Rett syndrome is a neuro-developmental disease accompanied by breathing symptoms including breath-hold events, and is caused by mutation of the transcriptional repressor methyl-CpG-binding protein 2 (MeCP2). Males of Mecp2-deficient mice (Mecp2(-/y)) also develop breathing symptoms, with erratic rhythm and life-threatening apnoeas from postnatal day 30 (P30), leading to respiratory distress and premature death at around P60. We investigated the respiratory function of conscious Mecp2(-/y) mice at P40-P60 using conventional whole-body plethysmography, double-chamber plethysmography and chest EMG recordings. Double-chamber plethysmography revealed a persistent increase in respiratory work-load with enlarged chest movements, but no subsequent increase of tidal volume thus revealing a mismatch between airflow and muscle work-load. Apnoeas occurred with cessation of both chest movements and ventilation, but some (40%) developed with persisting rhythmic chest EMG discharges or chest movements without respiratory airflow, suggesting respiratory efforts against obstructed airways. Airway obstruction was maintained even when the respiratory drive increased significantly, triggering large chest EMG discharges and movements. Whole-body plethysmography of Mecp2(-/y) mice revealed significant increases of spirograms, reflecting forced chest movements against partially obstructed airways.

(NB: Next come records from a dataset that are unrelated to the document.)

PR #1084, opened 2020-05-24
Add support for namespace import

### LINKED ISSUE #1050: Add support for namespace imports
```js
import * as Foo from './bar'
```

ankeetmaini:
Closes #1050

### DIFF
--- a/packages/babel-plugin-apply-mdx-type-props/index.js
+++ b/packages/babel-plugin-apply-mdx-type-props/index.js
@@ -12,7 +12,7 @@ class BabelPluginApplyMdxTypeProp {
 
       return {
         visitor: {
-          JSXOpeningElement(path) {
+          JSXOpeningElement(path, state) {
             const jsxName = path.node.name.name
 
             if (startsWithCapitalLetter(jsxName)) {
@@ -24,6 +24,15 @@ class BabelPluginApplyMdxTypeProp {
                   t.stringLiteral(jsxName)
                 )
               )
+
+              const {namespacedImports} = state.opts
+              const isNamespaceImport =
+                namespacedImports &&
+                namespacedImports.find(s => s.includes(jsxName))
+
+              if (isNamespaceImport) {
+                path.node.name.name += '.default'
+              }
             }
           }
         }
--- a/packages/mdx/mdx-hast-to-jsx.js
+++ b/packages/mdx/mdx-hast-to-jsx.js
@@ -134,13 +134,17 @@ MDXContent.isMDXComponent = true`
     const babelPluginApplyMdxPropInstance = new BabelPluginApplyMdxProp()
     const babelPluginApplyMdxPropToExportsInstance = new BabelPluginApplyMdxProp()
 
+    const namespacedImports = importStatements
+      .split('\n')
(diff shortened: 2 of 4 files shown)


packages/babel-plugin-apply-mdx-type-props/index.js
```diff
@@ -24,6 +24,15 @@ class BabelPluginApplyMdxTypeProp {
...
                 )
               )
+
+              const {namespacedImports} = state.opts
+              const isNamespaceImport =
+                namespacedImports &&
+                namespacedImports.find(s => s.includes(jsxName))
+
+              if (isNamespaceImport) {
+                path.node.name.name += '.default'
```
JounQin, line 34: What if it's a commonjs module?

ankeetmaini: This will still work. I tested this using parcel example.

> a component exported using CommonJS
```jsx
// Counter.js
import React from 'react'

const Counter = () => {
  return <div style={{fontSize: 40}}>Not a counter</div>
}

module.exports = Counter
```

> mdx file importing it as a namespaced import

```mdx
import * as Counter from './Counter'

# Hello, world!

<Counter />
```

> Used parcel example to test this.

Screenshot 2020-05-25 at 12 08 35 PM

ankeetmaini: This will still work if the export was done on a commonjs module.

wooorm:
I don’t have enough knowledge about how different bundlers handle default exports to properly review whether this would work. But: more tests with CJS and more types of ESM might help?

wooorm:
@ankeetmaini Sorry for the wait, thanks for your patience.

I’m not convinced: I’m not sure what problem this is solving. And @JounQin’s comment rings true to me.
We’ll soon also have a JS AST: https://github.com/mdx-js/mdx/pull/1382.

What is this trying to solve?

wooorm:
I can confirm that `default` is a field on namespace imports of both ESM and CJS files. Although: in Node they are, Webpack (4) does weird things, so it might not work there:

`a.mjs`:

```js
import * as b from "./b.mjs"
import * as c from "./c.cjs"

console.log('xxx:', b, c);
```

`b.mjs`:

```js
export const x = () => 1
export default () => 2
```

`c.cjs`:

```js
module.exports = () => 2
module.exports.x = () => 1
```

Now, running `node a.mjs` yields:

```
xxx: [Module] { default: [Function: default], x: [Function: x] } [Module] {
  default: [Function (anonymous)] { x: [Function (anonymous)] },
  x: [Function (anonymous)]
}
```

Note that both are an object with a `default` field.

---

However, I don’t think we should take this identifier and add `.default` to it. That seems like your responsibility as an MDX author.

But, as @johno’s WIP PR is open (https://github.com/mdx-js/mdx/pull/953), solving a similar issue, I’m now lost at what #1050 is about. John, could you clarify what is broken? The issue (https://github.com/mdx-js/mdx/issues/1050) is rather short

JounQin:
close due to inactive.

Please contribute to `main` branch instead.

PR #1107, opened 2020-06-10
Fix npm command to start zero example

iwgx:
Because in `package.json` script, looks like we run it with start command


johno:
Thanks!

PR #1109, opened 2020-06-10
fix: add useEffect to Web Components example

marcysutton:
A user was confused about how to use the Web Components example on Twitter, as the call to `window` was causing issues with SSR. This PR adds useEffect to the example to prevent against it.


johno:
Thank you!

PR #1134, opened 2020-07-09
ci: Github CI Fixes

palfrey:
This PR fixes various things that were breaking the Github CI
* Targeted fairly minimal React upgrades so that the `yarn --frozen-lockfile` works again
* Fix all the Prettier errors


JounQin:
Thanks!

palfrey:
Master CI is still broken, but that's in the `Publish CI tag to npm` step that wasn't tested here, and I can't easily test myself!

PR #1156, opened 2020-07-17
fix: `options.file` could be `undefined` error in `toJSX`

dustinsavery:
`toJSX` could be called outside, see [storybook](https://github.com/storybookjs/storybook/blob/next/addons/docs/src/mdx/mdx-compiler-plugin.js#L314), where `options.file` could be unavailable.

### DIFF
--- a/packages/mdx/mdx-hast-to-jsx.js
+++ b/packages/mdx/mdx-hast-to-jsx.js
@@ -120,8 +120,9 @@ MDXContent.isMDXComponent = true`
 
     // Check JSX nodes against imports
     const babelPluginExtractImportNamesInstance = new BabelPluginExtractImportNames()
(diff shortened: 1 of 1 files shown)


packages/mdx/mdx-hast-to-jsx.js
```diff
@@ -120,8 +120,9 @@ MDXContent.isMDXComponent = true`
 
     // Check JSX nodes against imports
     const babelPluginExtractImportNamesInstance = new BabelPluginExtractImportNames()
+    let filename = options && options.file && options.file.path ? options.file.path : ""
```
JounQin, line 123:
```suggestion
    const filename = options.file && options.file.path
```

dustinsavery: Confirmed, your idea works as well.

PR #1157, opened 2020-07-17
chore(repo): pin internal package dependencies

### LINKED ISSUE #1090: MDX does not work with mismatched version of mds-utils
### Subject of the issue

When consuming MDX dependencies, we sometimes get errors when MDX updates related packages.

We have pinned our versions, but it seems MDX does not.

https://github.com/mdx-js/mdx/blob/master/packages/mdx/package.json#L40

Since version 1.6.1 of mdx react or run-time does not actually work with mismatched versions of utils, would you consider pinning your internal deps?

### Your environment

*   **OS**: MacOX
*   **Packages**: "@mdx-js/react" + "@mdx-js/run-time"
*   **Env**:  yarn: 1.21.1.    node: v12.14.1

### Steps to reproduce

pin your version of react or run-time to `1.6.1`. running yarn install will install `1.6.4` of utils.  This means the rendering no longer works as expected

we caught this error as we test for our class names to be applied to the md component:

```sh
dxInput › raw markdown › renders table correctly as markdown
    expect(received).toContain(expected) // indexOf
    Expected substring: "<table class=\"table--1clGC\">"
    Received string:    "<div class=\"mdxPlacement\" data-id=\"mdx-output\"><div class=\"component--3kq6z isPaddingMedium--3DaAA\" data-qa=\"card\"><div class=\"preview\"><table><thead><tr><th>c1</th><th>c2</th></tr></thead><tbody><tr><td>r1</td><td>r1</td></tr><tr><td>r2</td><td>r2</td></tr></tbody></table></div></div></div>"
```

our table component (the `Table` applies it's own classes and this is what breaks)
```
import React from 'react';
import { Table } from '@clearscore/rainbow.table';

import Spacing from '../spacing';

const BlockWrapper = () => ({ children }) => (
    <Spacing type={Spacing.types.TABLE}>
        <Table>{children}</Table>
    </Spacing>
);

export default BlockWrapper;
```

### Expected behaviour

for a pinned version of mdx react/run-time to work after a release of utils goes out.

### Actual behaviour

tests fails and rendering breaks when a new version of utils is released.

peter-mouland:
fixes #1090


peter-mouland:
@laurieontech @silvenon @johno I see there have been 5 releases in 5 days.  Although I love small and frequent releases, it would be really great to get this PR in so that those releases don't constantly break builds due to the mis-matched versions.

Is there anything I can do to help get this PR in sooner than later?

johno:
Will merge now, thank you @peter-mouland!

johno:
Ugh, looks like lerna automatically turns the interlinked packages back to the caret `^x.x.x`. Gonna need to dig into their docs to see if there's an option to not do that 🤔

peter-mouland:
maybe this is needed?

```
  "exact": true,
```

peter-mouland:
@johno found the docs for this flag https://github.com/lerna/lerna/blob/master/commands/init/README.md#--exact

peter-mouland:
https://github.com/mdx-js/mdx/pull/1167

Issue #1152, opened 2020-07-16
MDX performance


johno:
**☂️ This umbrella issue is for tracking work related to improving performance to MDX.**

I've been working with @pvdz on MDX performance. We've noted a few aspects that add unnecessary work which we should be able to reduce, especially in v2.

## Numerous babel parse and transformation steps

Firstly, we have multiple babel parse steps throughout the MDX transpilation pipeline.

### Imports and exports

- Partitioning imports and exports
- Finding the default export

Peter has done some work here in `gatsby-plugin-mdx` that we can potentially adapt gatsbyjs/gatsby#25437 for usage in core.

### Shortcode generation

We use babel to figure out what imports and exports exist, and then use that to instantiate variables coming from `MDXProvider` with `makeShortcode`. Also related to gatsbyjs/gatsby#25437

### `mdxType`

This is used by the runtime (react/preact/vue) to determine which component to render. This is something we can do from the MDXAST in v2 since the JSX structure is represented.

## Returning a compiled string that inevitably needs to be transpiled

Secondly, to these parse steps we also return a JSX string. In nearly all cases this JSX string is then transpiled to JS and `mdx` pragma function calls. This was originally an intentional output because we wanted to make MDX more palatable and familiar. However, it might make sense to serialize directly to function calls and JS.

This would remove a babel step users need (unless they're using optional syntax or need browser polyfills which is still achievable in user land).

---

You all are welcome to bring up other areas of the codebase we can make more performant or other ideas as well! In fact, we'd love your thoughts.

wooorm:
> However, it might make sense to serialize directly to function calls and JS.

Even if we compile `# This` and `<That />` to function calls, I can still see folks using JSX inside JSX, or inside expressions though, and expect of MDX for them to be handled:

```js
<Heading icon={<Icon />}>

## Heading {something ? <Y /> : <Z />}
```

johno:
> I can still see folks using JSX inside JSX, or inside expressions though, and expect of MDX for them to be handled

Yeah, I think what we can do is transpile JSX to function calls inside expressions potentially. I _should_ still be a lot faster than handling the whole document (of course this is something we will benchmark to be sure).

wooorm:
Probably also faster if we *only* process jsx there, and nothing else, leaving that up to folks. But indeed, wondering on the benchmarks of 100 expressions vs 1 file

pvdz:
[...]

PR #1160, opened 2020-07-17
Improve export name extraction for shortcode generation

johno:
Many different types of export syntax weren't supported,
primarily destructuring for objects and arrays. This adds
export extraction to the import name extraction step so
we can more accurately determine what shortcodes to
generate.

We will eventually want to use something different for
extraction (#1152), but for now let's just make it right before
we make it fast.

### DIFF
--- a/packages/babel-plugin-extract-export-names/index.js
+++ b/packages/babel-plugin-extract-export-names/index.js
@@ -38,7 +38,7 @@ class BabelPluginExtractExportNames {
       }
 
       const handleSpecifiers = node => {
-        const {specifiers = []} = node
+        const {specifiers} = node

The persisting chest EMG discharges and rhythmic chest movements without respiratory airflow suggest that Mecp2 inactivation alters neural circuits controlling the upper airway dilator muscles. The observed breath-hold events in Mecp2(-/y) mice might imply disturbance of neural circuits attached to voluntary control of breathing.

摘要

雷特综合征是一种神经发育疾病,伴有呼吸症状,包括呼吸暂停事件,由转录抑制剂甲基-CpG 结合蛋白 2 (MeCP2)的突变引起。Mecp2 缺陷型雄性小鼠(Mecp2(-/y))也会出现呼吸症状,从出生后 30 天(P30)开始出现节律不规则和危及生命的呼吸暂停,导致呼吸窘迫和大约 P60 时的过早死亡。我们使用常规全身 plethysmography、双腔 plethysmography 和胸部 EMG 记录,在 P40-P60 期间研究了清醒 Mecp2(-/y) 小鼠的呼吸功能。双腔 plethysmography 显示呼吸功持续增加,胸廓运动增大,但潮气量没有随后增加,从而揭示了气流与肌肉功之间的不匹配。呼吸暂停伴随着胸廓运动和通气的停止,但有 40%的呼吸暂停是伴随着持续的节律性胸部 EMG 放电或无呼吸气流的胸廓运动发生的,提示存在气道阻塞的呼吸努力。即使呼吸驱动力显著增加,气道阻塞也能维持,引发大的胸部 EMG 放电和运动。Mecp2(-/y) 小鼠的全身 plethysmography 显示肺功能图显著增加,反映了对部分阻塞气道的强迫性胸廓运动。持续的胸部 EMG 放电和无呼吸气流的节律性胸廓运动提示,Mecp2 失活改变了控制上气道扩张肌的神经回路。在 Mecp2(-/y) 小鼠中观察到的呼吸暂停事件可能暗示与呼吸的自愿控制有关的神经回路受到干扰。